In mathematics, the Dirac delta function (δ function) is a generalized function or distribution, a function on the space of test functions. It was introduced by physicist Paul Dirac. It is called a function, although it is not a function R → C.
It is used to model the density of an idealized point mass or point charge as a function equal to zero everywhere except for zero and whose integral over the entire real line is equal to one. No function has these properties, such that the computations made by theoretical physicists appeared to mathematicians as nonsense until the introduction of distributions by Laurent Schwartz to formalize and validate the computations. As a distribution, the Dirac delta function is a linear functional that maps every function to its value at zero. The Kronecker delta function, which is usually defined on a discrete domain and takes values 0 and 1, is a discrete analog of the Dirac delta function.

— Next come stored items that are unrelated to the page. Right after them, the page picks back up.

PR #497, opened 2024-11-14
Fix IsInstalled function

mbussolotto:
## What does this PR change?

see title

## Test coverage
- No tests

- [x] **DONE**

## Links

- [x] **DONE**

## Changelogs

- [ ] No changelog needed

# Before you merge

### DIFF
--- a/.golangci.yml
+++ b/.golangci.yml
@@ -68,8 +68,17 @@ linters:
     - govet
     - lll
     - misspell
+    - revive
     - staticcheck
     - stylecheck
     - unparam
     - unused
     - whitespace
+issues:
+  exclude-rules:
+    - linters:
+        - revive
+      text: "dot-imports"
+    - linters:
+        - revive
+      text: "stutters"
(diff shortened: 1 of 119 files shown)


.golangci.yml
```diff
@@ -51,6 +51,9 @@ linters-settings:
   govet:
     disable:
       - printf
+  #revive:
+  #  rules:
+  #    - name: unused-parameter
```
mbussolotto, line 56: @cbosdo I added this commented part: the analysis works as expected...but seems this is not the only case where we're not using a parameter. Let me know if it's fine to push that and fix the other cases late

cbosdo: Last attempts I had with adding a revive rule, the others were not applied. We need good testing of `revive` config to make sure showing the unused parameters don't hide something else.

cbosdo (approved):

.golangci.yml
cbosdo: I just fixed and enabled the config: using excludes is better as it doesn't disable the other rules.

cbosdo:
> I wonder if all those `_` changes indicates hidden bugs in our code? Like we are supposed to use it but are not using them.

Those remaining in theory are because the function needs to conform to an expected signature. I found a lot of cases where the parameter could simply be removed.

cbosdo:
> I wonder if all those `_` changes indicates hidden bugs in our code? Like we are supposed to use it but are not using them.

I went over the whole diff again and found two of them that could be removed. Basically all the unused parameters in test mocks and in the command entry points have to be turned into `_`. You can see that some of those unused parameters have been simply removed.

In engineering and signal processing, the delta function, also known as the unit impulse symbol, may be regarded through its Laplace transform, as coming from the boundary values of a complex analytic function of a complex variable. The convolution of a (theoretical) signal with a Dirac delta can be thought of as a stimulation that includes all frequencies. This leads to a resonance with the signal, making the theoretical signal "real" (i.e. causal). The formal rules obeyed by this function are part of the operational calculus, a standard tool kit of physics and engineering. In many applications, the Dirac delta is regarded as a kind of limit (a weak limit) of a sequence of functions having a tall spike at the origin (in theory of distributions, this is a true limit). The approximating functions of the sequence are thus "approximate" or "nascent" delta functions.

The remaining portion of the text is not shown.